AHC:Bloody Mary Restores Catholicism

How could Bloody Mary be able to reverse the English Reformation and restore Catholicism as the dominant faith in England? Could it be done if Edward VI became King or does he need to be butterflied away for Catholicism to suceed in England? What if? (I have seen the thread on No Edward VI)
 
So you know that this thread is pretty much pointless then. :rolleyes:

OK summing up the main parts: Mary could restore Catholicism. The problem was her OTL Heiress Elizabeth. Elizabeth was protestant either form personal belief or by political views. If Mary I has a son (which would in my opinion involve her not having Uterine cancer) then the throne is secure with a Catholic. Having a secure Catholic regency would be a necessity as well. Or even better butterfly away Edward VI (either have him never be born or die before coming to the throne) that way there is no push and pull between the Catholics and radical Protestants. With no established "religious opposition" restringing Catholicism or rather restoring the Pope as head of the Church, is much easier.
 
Actually it will be kind of difficult since her reign of terror is partially what drove England to be protestant. I'll have to dig out the book, but a text for a class I had explained it quite nicely.
 
Actually it will be kind of difficult since her reign of terror is partially what drove England to be protestant. I'll have to dig out the book, but a text for a class I had explained it quite nicely.
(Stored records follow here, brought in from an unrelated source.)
Issue #599, opened 2026-02-09
ARM64: tracepoint events silently dropped due to ELF mapping symbols in kallsyms


takaotsutomu:
On aarch64 (Ubuntu 24.04, kernel 6.8.0-90), tracepoint events from kernel modules are silently dropped. Tested on v1.6.3 and current main (aa241456) — the affected code has not changed across versions.

To reproduce: load the openvswitch module on an ARM64 host, run `sudo retis collect -c ovs,skb -f icmp`, and send ICMP traffic through an OVS bridge. Events with symbol `openvswitch:ovs_do_execute_action` are missing. Stderr shows:

```
ERROR Could not parse raw event: Factory 2 failed to parse section: Symbol $d does not exist or isn't traceable
```

ARM64 ELF mapping symbols (`$d`, `$x`, etc.) share addresses with real symbols in `/proc/kallsyms`:

```
ffff80007bfb6d60 d $d                                 [openvswitch]
ffff80007bfb6d60 d __tracepoint_ovs_do_execute_action  [openvswitch]
```

The kallsyms parser stores symbols in a bimap keyed by address, so `$d` overwrites the real symbol. `Symbol::from_addr()` then resolves the address to `$d` and fails the traceable-symbol check.

x86_64 is unaffected (no mapping symbols in ELF). The bug can affect any module tracepoint on ARM64, not just OVS.

PR #600, opened 2026-02-09
core: inspect: skip ARM64 ELF mapping symbols in kallsyms

takaotsutomu:
On ARM64, ELF mapping symbols (`$d`, `$x`, `$t`, `$a`) in `/proc/kallsyms` can share addresses with real kernel symbols and shadow them in the bimap, causing events to be silently dropped. Filter them out during parsing.

Fixes: #599

### DIFF
--- a/retis/src/core/inspect/kernel.rs
+++ b/retis/src/core/inspect/kernel.rs
@@ -473,6 +473,25 @@ mod tests {
     }
 
     #[test]
+    fn module_mapping_symbols_filtered() {
+        // The test data must contain a $d mapping symbol at a module
+        // symbol address. If test_data/kallsyms gets regenerated
+        // without it, this assert will catch it.
+        let kallsyms =
+            std::fs::read_to_string("test_data/kallsyms").expect("test_data/kallsyms readable");
+        assert!(
+            kallsyms.contains("ffffffffc0a25120 d $d\t[openvswitch]"),
+            "test_data/kallsyms must contain a $d mapping symbol \
+             at ffffffffc0a25120",
+        );
+
+        assert_eq!(
+            inspector().get_symbol_name(0xffffffffc0a25120).unwrap(),
+            "__tracepoint_ovs_do_execute_action",
+        );
+    }
+
+    #[test]
     fn kernel_modules() {
         assert_eq!(inspector().is_module_loaded("zram"), Some(true));
         assert_eq!(inspector().is_module_loaded("openvswitch"), Some(false));


retis/src/core/inspect/kernel.rs
```diff
@@ -84,6 +84,16 @@ impl KernelInspector {
                 .next()
                 .ok_or_else(|| anyhow!("Couldn't get symbol name for {}", data[0]))?;
 
+            // ARM64 ELF mapping symbols can share addresses with real
+            // symbols in kallsyms, shadowing them in the bimap.
```
atenart: nit: Could you add "since Linux commit ff09f6fd2972", to make understanding the context easier in a few years.

retis/test_data/kallsyms
```diff
@@ -96217,6 +96217,7 @@ ffffffff99d1d9d0 T __kfree_skb
 ffffffff99d1da10 T __pfx_kfree_skb_partial
 ffffffff99d1da20 T kfree_skb_partial
 ffffffff99d1da70 T __pfx_consume_skb
+ffffffff99d1da80 d $d
```
atenart: Adding a test is great (thanks!) however I'm concerned future updates of that test file will just remove the added line.

We can't only rely on reviewers and there's no easy way to create an `Inspector` using custom kallsyms data from a buffer. Maybe the best way would be to add another assert (+ comment) in the `arm64_mapping_symbols_filtered` test to make sure `$d` is found in `kallsyms`? This way we'll notice if an update does not have such problematic lines.

atenart (changes requested):
Thanks for the bug report and pull request! This makes sense and I only had minor comments.

(Also don't worry about the Python lint test failing)

retis/src/core/inspect/kernel.rs
takaotsutomu: Thanks for the pointer. I looked at the commit and it seems to affect the kernel's internal symbol lookup but not `/proc/kallsyms` output itself. Am I reading this right, or is there more context I'm missing? I'll update the comment once I understand the right framing.

retis/test_data/kallsyms
takaotsutomu: That's a good point. I agree with you. I added an assert that checks if the test file has the `$d` line to the existing `symbol_name` test so we'll notice, and removed the separate `arm64_mapping_symbols_filtered` test to avoid duplication.

retis/src/core/inspect/kernel.rs
atenart: My limited understanding of that code is that such symbols are already excluded from the core ones (see `e0109042cc4e`, `a2833d1b07ab` and `scripts/mksysmap`). That would align with the issue being see on an OvS symbol.

If we want to replicate the issue 1:1 the test case could be updated to use an OvS symbol too, instead of `consume_skb`. I guess the entry would be `ffffffffc0a25120 d $d   [openvswitch]` to conflict with `openvswitch:ovs_do_execute_action`.

takaotsutomu: Thanks for the explanation and the pointers to `e0109042cc4e`, `a2833d1b07ab`, and `scripts/mksysmap`. I was able to dig into the details and it all makes sense now. `mksysmap` already strips mapping symbols from vmlinux at build time, so the issue only affects module symbols in `/proc/kallsyms`.

I've moved the `$d` test entry to `ffffffffc0a25120` to conflict with `openvswitch:ovs_do_execute_action`, matching the real scenario. The test is now `module_mapping_symbols_filtered` to make the module context clear. I also added the `ff09f6fd2972` reference to the code comment and simplified the filter to `symbol.starts_with('$')` to match the kernel's own `is_mapping_symbol()`.

atenart: Thanks!

PR #601, opened 2026-02-11
Fix binding generation

vlrpl:
Binding generation is currently not working because a newly introduced prerequisite is missing in the gen-bindings target since 89885ae48079 ("Makefile: set ebpf variables on demand")
The patch restores the working behavior.


vlrpl:
> LGTM, thanks for the fix (and the lint commit message 😆)!

I didn't repush the version including the linter message /o\ 
Fortunately, it's simple enough to not require more than the current commit message 😆

PR #602, opened 2026-02-16
Misc improvements

atenart:


retis/src/profiles/cli.rs
```diff
@@ -66,7 +66,11 @@ impl ProfileCmd {
                     }
                 }
                 Err(err) => {
-                    warn!("Skipping invalid file {}: {err}", entry.path().display())
+                    let entry_path = entry.path();
+
+                    if entry_path.ends_with(".yaml") || entry_path.ends_with(".yml") {
```
amorenoz: Why not skip those files altogether before even trying to parse them?

retis/src/collect/collector/nft/nft.rs
```diff
@@ -33,7 +33,7 @@ pub(crate) struct NftCollectorArgs {
         long,
         value_parser=PossibleValuesParser::new(["all", "continue", "break", "jump", "goto", "return", "drop", "accept", "stolen", "queue", "repeat"]),
         value_delimiter=',',
-        default_value="drop,accept",
+        default_value="drop",
```
amorenoz: Is this because of some user report? I'm afraid changing this default behavior might make users think packets are not traversing nft when they are.

docs/events/packet.md
```diff
@@ -89,3 +89,25 @@ vxlan [{flags}] vni {vni}
...
+
+```none
+spi {spi} seq {sequence number}
+```
+
+## AH
+
+```none
+spi {spi} seq {sequence number} icv {icv}
+```
```
amorenoz, line 129: Maybe put these two last sections under an "## IPSec" section?

tools/retis_in_container.sh
```diff
@@ -12,29 +14,43 @@ errcho() {
...
-# EOL char is added (see commit 9f3361ac39c3).
-[[ ! $@ =~ "pcap" ]] && term_opts="-it"
+# Parse (w/o enforcing validity) Retis arguments to allow custom actions.
+while [ $# -gt 0 ]; do
+	case $1 in
+	collect)
+		# Retis cannot run in an unprivileged Podman container to collect events.
+		if [[ $runtime == "podman" && $(id -u) -ne 0 ]]; then
+			errcho "Error: Retis collection cannot run in an unprivileged container."
+			exit -1
```
amorenoz: I don't quite enjoy having ccli parsing at this level, Is it time to consider removing some of it? i.e: maybe we should just let the command fail with a pretty expressive:

```
Error: Failed to create events map: Operation not permitted (os error 1)
```

And avoid:
- users using "collect" as output filename, netdev name (in meta-filter) or other weird but still valid cases
- users not having the same experience as in the retis cli where you can collect with "retis c" retis "co", retis "coll", etc

tools/retis_in_container.sh
```diff
@@ -12,29 +14,43 @@ errcho() {
...
+		# but is needed to mount tracefs/debugfs.
+		[ $runtime == "docker" ] && extra_args="--security-opt apparmor=unconfined"
+		;;
+	pcap)
+		# We can't use a pseudo-tty (see `-t` option in `man podman
+		# run`) when using a command outputting a specific format to
+		# stdout (which could be piped into another utility parsing
+		# it), like the pcap command. This is because an extra EOL char
+		# is added (see commit 9f3361ac39c3).
+		term_opts=""
```
amorenoz: Following the same idea (trying to minimize the amount of hacks we do here). Why don't remove "-t" altogether and remove this case?

tools/retis_in_container.sh
```diff
@@ -25,6 +25,13 @@ fi
 # Parse (w/o enforcing validity) Retis arguments to allow custom actions.
 while [ $# -gt 0 ]; do
 	case $1 in
+	-P|--extra-profiles-dir)
```
amorenoz: I have the same concerns, "-P" could be an argument to a python script.

I don't have a good solution for this ... other than allowing users to add the mount point manually?

`RETIS_CONTAINER_ARGS="-v my/path:/root/somewhere" -P /root/somewhere collect`

retis/src/profiles/cli.rs
atenart: That would be a lot better, will do in next version.

retis/src/collect/collector/nft/nft.rs
atenart: > Is this because of some user report?

Yes, me :D

> I'm afraid changing this default behavior might make users think packets are not traversing nft when they are.

I get that point, however issuing an event for each accept verdict is *really* verbose on a simple system like my laptop. On a server with more complex rules things get unreadable quickly. It's worth mentioning `accept` is not just the final rule hit a packet (not being dropped), it's every single chain traversed.

Another thing to consider is we don't often see the issue and I'm expecting users as well, because `--allow-system-changes` is required for the `nft` collector to run, which I assume many (including me) don't set unless required. The point here is not that the issue is a minor one, but that we might have a wrong impression in or daily use.

tools/retis_in_container.sh
atenart: > I don't quite enjoy having ccli parsing at this level

Me neither and as you noted it's impossible to get this right w/o having false positives. I agree with removing the checks when the underlying error is understandable (like here).

tools/retis_in_container.sh
atenart: Or just using a profile accessible from the current directory (or within its tree) as it's automatically mounted. That already works.

Maybe we can still try to detect and issue a warning if we see the option used with a path that won't be accessible? But this could still collide, especially with `-P`...

tools/retis_in_container.sh
atenart: Not using `-t` prevents the pager from running. I guess the cons of having a false positive here is acceptable (no pager), WDYT?

amorenoz: Ugh... I mean ... is it that bad if the user has to add "| less"  if using retis_in_container?
OTOH, is it **that** common to use `retis_in_container.sh pcap | tcpdump -r -` .... we can write it to a file and then read it with tcpdump, wireshark or whatever ...

atenart: > Ugh... I mean ... is it that bad if the user has to add "| less" if using retis_in_container? OTOH, is it **that** common to use `retis_in_container.sh pcap | tcpdump -r -` .... we can write it to a file and then read it with tcpdump, wireshark or whatever ...

Sure. But while I do agree on trying to limit the fixups this one has minimal cons while nice pros IMHO and no one complained so far. So maybe let's wait for an issue to be raised?

amorenoz: I'm not sure about the pros/cons balance, given the user might want to pipe the output of any command to any other tool that that won't work.

How about we add this instead:
```bash
[[ -t 1 ]] || term_opts=""
```
This will remove the pseudo-tty if stdout is not a terminal, so any pipe will work without extra characters (including to tcpdump) and pager should also work if user did not pipe the output of retis_in_container.sh. WDYT?

atenart: I didn't know about `-t`, that sounds a lot better! Let me add this to the PR.

retis/src/collect/collector/nft/nft.rs
amorenoz: OK, I haven't used nft that much. @vlrpl are you ok with this?

vlrpl: I agree this changes expectation. It's very hard to say whether this is a real problem or not, that is, someone is actually relying on this.
nft is about drops, as much as retis is. Not just that. Filtering through the existing option allows to just limit to a single verdict, so a minimal profile can help.
That being said, if this default happens to change, `nft_verdicts: drop` in the drop profile becomes redundant and should be removed (which further highlights the fact the change turns nft in a drop module by default).

atenart: I'm not sure what is the way forward, so I removed `nft_verdicts` from the profile. If you'd prefer to drop the whole patch instead let me know (please try `retis c --allow-system-changes` first, even on your laptop).

vlrpl: me neither, but I'm not against dropping it (accept verdict, not the patch :). I guess the need, though, comes mostly from the automatic behavior of enabling everything (supported) while collecting, otherwise someone investigating nft chains would normally enable it.
Just thinking out loud as a last resort, would it help/make sense to move policy in the configuration knob?

atenart: > I guess the need, though, comes mostly from the automatic behavior of enabling everything (supported) while collecting, 

Right, the default in Retis is currently only only enabling some features to get an output not being too verbose for the only purpose of having a first look at what's going on. We could even argue that a packet being dropped by a nft rule is perfectly normal there... which could point to the question of wheter we should enable all collectors by default. I guess that's a question for another day :)

> Just thinking out loud as a last resort, would it help/make sense to move policy in the configuration knob?

Not sure to get it, do you have an example of what it would look like?

vlrpl: > > Just thinking out loud as a last resort, would it help/make sense to move policy in the configuration knob?
> 
> Not sure to get it, do you have an example of what it would look like?

as of today, we carry in cfg->verdict what we want to send up through
the ringbuf. The idea was to add policy and check against it as well.
It may sound a bit an intruder (given it's not a verdict, but more a
superset of verdicts), but it depends on how one looks at it.
The semantic should be: for policies return allow listed verdicts, otherwise,
skip it. The new policy knob will remain disabled by default, of course.

Note: I'm not pushing toward it, just considering a different angle.

atenart: Ah I see thanks! Yeah that's a good idea, an explicit allow or deny is probably more interesting that a default one. We can always create a new issue for this and see if it gets traction?

vlrpl: > Ah I see thanks! Yeah that's a good idea, an explicit allow or deny is probably more interesting that a default one. We can always create a new issue for this and see if it gets traction?

sgtm. In the meantime, just to be explicit, I'm ok with this change. If someone complains, we'll revert this through zstream.

amorenoz: >  (please try retis c --allow-system-changes first, even on your laptop).

The verbosity of this command is equivalent to the verbosity of enabling the ovs module in a system where OVS handles traffic. IMHO, ovs and nft are both generic packet processing frameworks and when you enable them you should expect to see many packets being processed.

atenart: This makes me wonder if we should enable all collectors by default. Anyway for now I removed that commit.

retis/src/profiles/cli.rs
```diff
@@ -51,11 +51,17 @@ impl SubCommandParserRunner for ProfileCmd {
 impl ProfileCmd {
     fn list_path(path: &Path) -> Result<()> {
         for entry in path.read_dir()? {
-            let entry = entry?;
-            match Profile::from_file(entry.path()) {
+            let entry = entry?.path();
+
+            // Skip non-YAML files.
+            if !entry.extension().is_some_and(|e| e == "yaml" || e == "yml") {
+                continue;
```
vlrpl, line 59: genuinely asking, does it make sense to add a debug message here with what we're skipping?

Not sure this will ever happen, but a yaml without an extension is always a yaml file. Not super sure how much the debug will help in such a case, but at least we try to tell the user :)

atenart: I'm not sure the message would provide much, one can use `retis profile list` to see all valid profiles and figure out something's not right if one is missing. So I'm wondering if we should not instead make it clear in the doc & help as the behavior is not dynamic?

vlrpl: a note in the doc would work for me

atenart: I consolidated the `retis --help`, `retis profile --help` and documentation wrt to yaml/yml filtering. I also added the extension filtering logic in `Profile::from_dir` to have a consistent behavior.

PR #603, opened 2026-02-16
Introduce exit callbacks

### LINKED ISSUE #527: Early termination combined with --allow-system-changes may not release all the resources
If the debugfs has not been mounted previously, terminating very early (i.e., right after the debugfs gets mounted) leaves the `debugfs` mounted (if the tool applies system changes, they are normally supposed to be cleaned up on termination).

This is probably a little broader issue (not strictly related to the `debugfs`).

atenart:
Callbacks can be registered to be run at either termination signal time or exit time:

- `Running` is converted to use exit callbacks.
- Auto-mounted paths are unmounted at exit time using this new mechanism.

Fixes #527.

### DIFF
--- a/retis/src/collect/collect.rs
+++ b/retis/src/collect/collect.rs
@@ -121,15 +121,12 @@ impl Collectors {
         let factory = BpfEventsFactory::new()?;
         let probes = ProbeManager::new()?;
 
-        let run = Running::new();
-        run.register_term_signals()?;
-
         Ok(Collectors {
             collectors: HashMap::new(),
             probes,
             factory,
             known_kernel_types: HashSet::new(),
-            run,
+            run: Running::new()?,
             tracking_gc: None,
             tracking_config_map: None,
             stack_tracking_config_map: None,
--- a/retis/src/helpers/signals.rs
+++ b/retis/src/helpers/signals.rs
@@ -23,27 +23,16 @@ pub(crate) struct Running {
 }
 
 impl Running {
-    pub(crate) fn new() -> Running {
-        Self {
-            condition: Arc::new(AtomicBool::new(false)),
-            callbacks: Arc::new(Mutex::new(Vec::new())),
-        }
-    }
-
-    /// Add a new callback to be run on `Drop`.
-    pub(crate) fn add_drop_cb<F>(&mut self, cb: F)
-    where
-        F: FnOnce() + Send + Sync + 'static,
-    {
-        self.callbacks.lock().unwrap().push(Box::new(cb))
-    }
-
-    /// Register termination signals so the current Running instance will stop
-    /// upon receiving one of those signals (SIGTERM, etc). This can only work
-    /// from the main thread.
-    pub(crate) fn register_term_signals(&self) -> Result<()> {
+    // Create a new Running instance.
+    //
+    // - Helps handling loops in various threads to synchonize termination.
+    // - This instance will also stop upon receiving one of the termination
+    //   signals (e.g. SIGTERM).
+    pub(crate) fn new() -> Result<Running> {
         let mut sigs = Signals::new(signal_hook::consts::TERM_SIGNALS)?;
-        let condition = Arc::clone(&self.condition);
+
+        let run = Self::ignore_signals();
+        let condition = Arc::clone(&run.condition);
 
         thread::spawn(move || {
             sigs.wait();
@@ -51,7 +40,24 @@ impl Running {
             info!("Received signal, terminating...");
         });
 
-        Ok(())
+        Ok(run)
+    }
+
+    // Same as `new()` but without handling termination signals. Termination
+    // *must* be manually handlded here.
+    pub(crate) fn ignore_signals() -> Running {
+        Self {
+            condition: Arc::new(AtomicBool::new(false)),
+            callbacks: Arc::new(Mutex::new(Vec::new())),
+        }
+    }
+
+    // Add a new callback to be run on `Drop`.
+    pub(crate) fn add_drop_cb<F>(&mut self, cb: F)
+    where
+        F: FnOnce() + Send + Sync + 'static,
+    {
+        self.callbacks.lock().unwrap().push(Box::new(cb))
     }
 
     pub(crate) fn running(&self) -> bool {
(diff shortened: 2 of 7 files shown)


retis/src/helpers/signals.rs
```diff
@@ -5,15 +5,77 @@
...
+        let callbacks = Callbacks(Mutex::new(Vec::new()));
+
+        thread::spawn(move || {
+            sigs.wait();
+            info!("Received signal, terminating...");
+            run_exit_callbacks();
+        });
+
+        unsafe {
+            libc::atexit(run_exit_callbacks);
```
amorenoz: Instead of implementing an external atexit callback, have you considered implementing everything within `Running`? Since it's already ubiquitous and used for these kind of things, it could hold the internal callback list and call it during drop().

retis/src/helpers/signals.rs
```diff
@@ -5,15 +5,77 @@
...
+    fn run(&self) {
+        self.0.lock().unwrap().drain(..).for_each(|cb| cb())
+    }
+}
+
+impl Drop for Callbacks {
+    fn drop(&mut self) {
+        self.run()
+    }
+}
```
amorenoz: Isn't this dead code? Callbacks is static, I think it won't get dropped.

retis/src/helpers/signals.rs
atenart: I have but did not for two reasons:

- `Running` goal is to handle processing loops while the exit callbacks are for cleaning up on termination. I feel like this would be mixing two different concepts.
- Not all sub-commands are using `Running`, e.g. when not processing things in a loop. Having the two concepts split allows for all code paths to register an exit cb if needed.

retis/src/helpers/signals.rs
atenart: I implemented the `Drop` trait for completeness but you're right this is not used atm. Without it I feel `Callbacks` would be missing something and it's only a one-liner implementation. Also `Callbacks` could be used outside the exit cb logic, not that this is the main reason for implementing `Drop`.

retis/src/helpers/signals.rs
amorenoz: Right, we would convert `Running` to an object that handles program lifetime as it already controls when the program is interrupted. I don't think it's too much of a stretch. The usecase is interrupting the program before we actually start using `Running` so enhancing its functionality to be usable earlier sounds reasonable to me. OTOH, simple sub-commands not using `Running` do not need this cleanup callback mechanism anywyas.

I'm a bit concerned about direct use of atexit as there has been quite some issues in the past regarding the program being already half crumbling when atexit is called, so I think running during global drop destructors might be safer.
AFAICS, `libc::atexit` runs in the C-level cleanup phase, after all the rust stuff has been cleaned up, i.e: i/o has been already flushed so prints can be missed, thread-local storage has been destroyed, many global resources might have been (partially) cleaned up (e.g: logger?), there are potential thread-safety issues ([here](https://internals.rust-lang.org/t/rusts-exit-forwards-to-cs-exit-but-doesnt-warn-about-ub/19458/2) or [here](https://github.com/rust-lang/rust/issues/126600))...

I'm not sure this use-case justifies this amount of uncertainty (clearly expressed in the required `unsafe` keyword) when a simpler RAII implementation is easily available.

retis/src/helpers/signals.rs
amorenoz: In the (rare) case this struct is ever used in the future with some other purpose, I would prefer a comment warning future devs that they _may_  need to add a Drop implementation than to add dead code at this moment.

retis/src/helpers/signals.rs
atenart: > Right, we would convert `Running` to an object that handles program lifetime as it already controls when the program is interrupted. I don't think it's too much of a stretch. The usecase is interrupting the program before we actually start using `Running` so enhancing its functionality to be usable earlier sounds reasonable to me. OTOH, simple sub-commands not using `Running` do not need this cleanup callback mechanism anywyas.
> 
> I'm a bit concerned about direct use of atexit as there has been quite some issues in the past regarding the program being already half crumbling when atexit is called, so I think running during global drop destructors might be safer. AFAICS, `libc::atexit` runs in the C-level cleanup phase, after all the rust stuff has been cleaned up, i.e: i/o has been already flushed so prints can be missed, thread-local storage has been destroyed, many global resources might have been (partially) cleaned up (e.g: logger?), there are potential thread-safety issues ([here](https://internals.rust-lang.org/t/rusts-exit-forwards-to-cs-exit-but-doesnt-warn-about-ub/19458/2) or [here](https://github.com/rust-lang/rust/issues/126600))...
> 
> I'm not sure this use-case justifies this amount of uncertainty (clearly expressed in the required `unsafe` keyword) when a simpler RAII implementation is easily available.

OK, that does not sound good. You're right, let's convert `Running` to also handle exit cbs on ctrl+c.

retis/src/collect/collect.rs
```diff
@@ -203,11 +203,19 @@ impl Collectors {
         if collect.allow_system_changes {
             if let Some(mounted) = Self::try_mount("tracefs", "/sys/kernel/tracing") {
                 if mounted {
-                    self.mounted = Some(PathBuf::from("/sys/kernel/tracing"));
+                    self.run.add_drop_cb(|| {
+                        if let Err(e) = umount("/sys/kernel/tracing") {
+                            error!("Could not umount /sys/kernel/tracing: {e}");
+                        }
+                    });
```
amorenoz, line 210: nit The ultra-paranoid would say it's still possible to mount the fs and panic before we add the callback, maybe the callback should `try_unmount` and be registered first?

atenart: I don't think that would work as we don't want to umount those filesystems if Retis was not the one to mount them (in many systems they are mounted by default). We register the umount cb after a successful mount operation as this is a way to know if it was already mounted or not.

The only way to register the cb before would be to read and parse `/proc/mounts` first and use this info to trigger or mounting tracefs and debugfs. I can add this to the inspector and rework that part if you want.

amorenoz: Oh, that's right. Well I guess reading `/proc/mounts` is the right way to do it, but we can do that later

Her "reign of terror" only started after her first phantom pregnancy and Philip's departure. In my opinion she felt that God was punishing her country's protestantism by denying her a child. So give her a child and she probably wouldn't be as extreme as she was OTL.
 
ASB.

The Tudor line was dying out due to inbreeding. (1) Too many male Yorkists-Lancastrians-Tudors (starting with Henry V's generation) were dying with no male issue, or no issue at all. Those who had issue, were often only having/issuing surviving females that were barren, with the males dying young.

1) I've noticed that word seems to be very unwelcome to some:confused::confused::confused:, but genetics is not a social science.:(
 
ASB.

The Tudor line was dying out due to inbreeding. (1) Too many male Yorkists-Lancastrians-Tudors (starting with Henry V's generation) were dying with no male issue, or no issue at all. Those who had issue, were often only having/issuing surviving females that were barren, with the males dying young.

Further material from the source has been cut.